When the stigmas of AIDS and HIV got the CDC’s attention in the 1990s, the agency rolled out a streamlined plan for preventing communicable diseases by using a single vaccine or easy-to-use medication, known as “active surveillance.” The idea was to engage city residents in routine immunizations — even those with health insurance — and keep the lists up to date to capture strains that aren’t kept in the bloodstream.
In Chicago, which has a relatively limited number of doctors and low rates of insured residents, this approach has been “brilliant,” says Dr. Wesley N. Bellamy, a professor at the University of Chicago Medical School and an expert on HIV.
But in 2014, the city became well aware that, unless it created a system that followed these basic guidelines, it would not be able to respond well to outbreaks. So it took advantage of a rare window of time. The Trump administration had put its eggheads to work on a proposal that shifted responsibility from the CDC to cities. The White House even held a presidential panel of national leaders to create a new plan for combating HIV and other infectious diseases, including new vaccines, by trusting local health departments to pick the best one.
Chicago then invested in the startup in a national pilot program, applying lessons learned in other cities as well. The pilot – dubbed “Community-to-Community Immunization” – tested the effectiveness of tailored plans.
This “one-stop” approach “was potentially the first real cluster-shot of vaccine history since measles-mumps-rubella,” says Gerard Gallucci, who headed the CDC’s HIV and AIDS branch and was one of the first people at the agency to think of integrated strategies for controlling epidemics.
Chicago has enjoyed “fewer, smaller outbreaks” since the cluster, which appeared after the city began adding the primary contender of vaccine into its approach: Cervarix. It is approved in many countries for use in adolescence and adolescent men, although the approval is still pending in the United States. But it is often unavailable.
Now, the city is running the pilot again: Cervarix is still being used, along with a booster called efavirenz, in addition to other kids’ vaccines. But it is barely being advertised as efavirenz, and so many patients don’t get it. To address that gap, the city has signed up 500 health workers as part of its Community to Community program.
It’s a sensitive program, already facing the chilly political winds from Donald Trump and his view of government programs as bureaucratic bloat. Still, it’s the model that the city hopes will help it cope with emerging threats like Zika, which city health officials say are most likely to hit Chicago residents in summer when mosquitoes are biting the most.
Now that he’s in office, Mr. Trump has yet to pay much attention to the community-to-community approach, which is still in pilot phase.
It’s vital to start making vaccine education a priority with our young people, said the newly minted health commissioner, Dr. Eden Wells. But, given the challenges of preparing a vaccine against a disease as unpredictable as Zika, it would be silly to make great strides with a piecemeal approach.

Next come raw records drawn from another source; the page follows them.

PR #11147, opened 2026-04-22
feat(authz): add AccountPolicyGuard and PayoutAccountPolicyGuard

joebon:
## Summary

**Related Issue**: #11126

Add policy guard dependencies for account and payout-account endpoints, and migrate finance repositories to pure data access.

> Depends on #11146

## What

- `AccountPolicyGuard` and `PayoutAccountPolicyGuard` — resolve account/payout-account by ID, find owning organization, check finance policy
- Typed dependencies: `AuthorizeAccountRead`, `AuthorizeAccountWrite`, `AuthorizePayoutAccountRead`, `AuthorizePayoutAccountWrite`
- Account, payout_account, payout repos migrated to `get_statement_by_org_ids` with `AccessibleOrganizationID`
- `get_by_account` and `get_by_payout_account` on `OrganizationRepository` (with blocked-org filtering)
- `_check_policy` helper — deduplicates policy evaluation across all three guard types
- `use_write_session` parameter on all guards — write guards load entities on the write db session, so endpoints use them directly without re-fetching
- Finance-specific required scopes on `AuthorizeFinanceRead`/`AuthorizeFinanceWrite`

## Why

Finance endpoints (`/accounts/{id}`, `/payout-accounts/{id}`) access resources by their own IDs, not org IDs. They need a guard variant that resolves account → owning organization → policy check, similar to the existing `OrgPolicyGuard` but with an extra resolution step.

## How

The new guards follow the same pattern as `OrgPolicyGuard`: authenticate, resolve the resource, find the owning organization, verify membership, evaluate the policy. The `use_write_session` parameter controls whether the guard uses a read-only or write db session, so write endpoints can use the guard's entity directly without re-fetching.

## Checklist


server/polar/authz/dependencies.py
```diff
@@ -72,21 +83,20 @@ def OrgPolicyGuard(
         required_scopes=_scopes,
     )
 
+    _get_session = get_db_session if use_write_session else get_db_read_session
```
frankie567: Yeah, TBH, I'm really not sure we need that. As you mentioned in Slack, it carries over some cognitive burden when using OrgPolicyGuard that's error prone. So I would say let's just use `get_db_session`.

server/polar/account/endpoints.py
```diff
@@ -25,41 +21,26 @@
...
-    session: AsyncReadSession = Depends(get_db_read_session),
-) -> Account:
-    account = await account_service.get(session, auth_subject, id)
-    if account is None:
-        raise ResourceNotFound()
-
-    return account
+    authz: AuthorizeAccountRead,
+) -> AccountSchema:
+    return AccountSchema.model_validate(authz.account)
```
frankie567: You don't need to recast to a Pydantic model, you can directly return an `Account` and FastAPI automatically does the conversion to `AccountSchema` via `response_model` setting.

The city has accepted responsibility for vaccinating 750,000 residents by providing them with information and records of their vaccinations through a computer program to “greatly cut down on errors.”
Some of the program’s success is about money. Chicago spent $9 million last year on the incubator for the new CDC vaccine model — in a fight against an infection rate that is higher than the national average. The pilot plans for another $4 million may only add one new exchange in 2018 and is almost impossible for patients who use state clinics.